WHAT YOU HAVE TO DO ▸
Which lines run from the line with "PR #2442, opened 2026-08-17" through the line with "-4386,6 +4386,7 @@" in the entries below? Print them exactly, both ends included, and nothing more.

PROVIDED DATA ▸
* * * *
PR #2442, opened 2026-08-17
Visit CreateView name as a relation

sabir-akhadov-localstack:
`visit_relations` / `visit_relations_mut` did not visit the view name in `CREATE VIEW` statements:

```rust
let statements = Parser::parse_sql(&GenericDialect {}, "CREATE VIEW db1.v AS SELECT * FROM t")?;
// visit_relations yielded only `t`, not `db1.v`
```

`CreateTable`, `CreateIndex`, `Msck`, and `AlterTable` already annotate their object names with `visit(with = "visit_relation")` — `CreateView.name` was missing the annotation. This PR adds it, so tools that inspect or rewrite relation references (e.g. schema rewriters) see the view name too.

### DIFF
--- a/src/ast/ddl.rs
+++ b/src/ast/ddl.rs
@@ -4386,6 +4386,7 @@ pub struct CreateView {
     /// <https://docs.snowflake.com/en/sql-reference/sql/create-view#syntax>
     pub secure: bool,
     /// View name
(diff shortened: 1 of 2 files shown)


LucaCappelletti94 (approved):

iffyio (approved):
* * * *
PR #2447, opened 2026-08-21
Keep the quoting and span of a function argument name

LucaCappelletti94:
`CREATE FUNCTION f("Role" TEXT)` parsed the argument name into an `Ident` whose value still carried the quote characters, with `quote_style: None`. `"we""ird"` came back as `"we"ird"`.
* * * *
SOLUTION ▸
PR #2442, opened 2026-08-17
Visit CreateView name as a relation

sabir-akhadov-localstack:
`visit_relations` / `visit_relations_mut` did not visit the view name in `CREATE VIEW` statements:

```rust
let statements = Parser::parse_sql(&GenericDialect {}, "CREATE VIEW db1.v AS SELECT * FROM t")?;
// visit_relations yielded only `t`, not `db1.v`
```

`CreateTable`, `CreateIndex`, `Msck`, and `AlterTable` already annotate their object names with `visit(with = "visit_relation")` — `CreateView.name` was missing the annotation. This PR adds it, so tools that inspect or rewrite relation references (e.g. schema rewriters) see the view name too.

### DIFF
--- a/src/ast/ddl.rs
+++ b/src/ast/ddl.rs
@@ -4386,6 +4386,7 @@ pub struct CreateView {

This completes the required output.